What is expected:
Copy, from the material below, each line that contains the word "approved".

Extracted records:
=-=-=

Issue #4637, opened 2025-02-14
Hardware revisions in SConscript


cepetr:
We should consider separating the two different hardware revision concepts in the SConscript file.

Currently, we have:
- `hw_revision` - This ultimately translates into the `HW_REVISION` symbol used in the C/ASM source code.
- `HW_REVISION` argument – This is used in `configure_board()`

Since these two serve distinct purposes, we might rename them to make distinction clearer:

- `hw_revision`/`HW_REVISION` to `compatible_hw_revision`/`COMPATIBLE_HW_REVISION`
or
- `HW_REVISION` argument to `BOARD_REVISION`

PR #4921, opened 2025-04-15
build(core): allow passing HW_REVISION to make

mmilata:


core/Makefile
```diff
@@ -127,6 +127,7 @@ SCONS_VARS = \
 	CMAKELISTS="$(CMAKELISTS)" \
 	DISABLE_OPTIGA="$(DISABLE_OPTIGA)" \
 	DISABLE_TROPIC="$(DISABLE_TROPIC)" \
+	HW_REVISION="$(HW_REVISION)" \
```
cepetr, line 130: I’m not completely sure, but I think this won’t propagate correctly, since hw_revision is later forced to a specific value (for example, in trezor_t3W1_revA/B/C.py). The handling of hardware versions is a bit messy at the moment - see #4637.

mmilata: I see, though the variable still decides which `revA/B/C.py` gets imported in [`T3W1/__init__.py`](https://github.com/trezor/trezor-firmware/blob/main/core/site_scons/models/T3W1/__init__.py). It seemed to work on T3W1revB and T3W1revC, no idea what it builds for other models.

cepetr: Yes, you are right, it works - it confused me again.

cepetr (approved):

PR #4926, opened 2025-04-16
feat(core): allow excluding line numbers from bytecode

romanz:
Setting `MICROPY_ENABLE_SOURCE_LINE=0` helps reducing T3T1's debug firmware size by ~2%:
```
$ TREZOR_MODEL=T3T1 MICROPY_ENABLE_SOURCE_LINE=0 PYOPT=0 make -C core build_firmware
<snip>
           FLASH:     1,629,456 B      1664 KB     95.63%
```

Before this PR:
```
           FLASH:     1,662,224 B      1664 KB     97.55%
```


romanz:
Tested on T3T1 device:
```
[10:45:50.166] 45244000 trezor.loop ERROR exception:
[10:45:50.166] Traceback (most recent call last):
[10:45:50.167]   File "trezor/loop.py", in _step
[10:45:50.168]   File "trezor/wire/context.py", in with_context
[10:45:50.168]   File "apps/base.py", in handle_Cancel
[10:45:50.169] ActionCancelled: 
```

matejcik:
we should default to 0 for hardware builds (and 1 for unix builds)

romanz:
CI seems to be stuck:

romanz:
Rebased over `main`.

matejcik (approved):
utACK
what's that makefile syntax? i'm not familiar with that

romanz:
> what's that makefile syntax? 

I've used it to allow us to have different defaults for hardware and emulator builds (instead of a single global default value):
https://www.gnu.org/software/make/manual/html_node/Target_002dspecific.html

=-=-=

Task response:
cepetr (approved):
matejcik (approved):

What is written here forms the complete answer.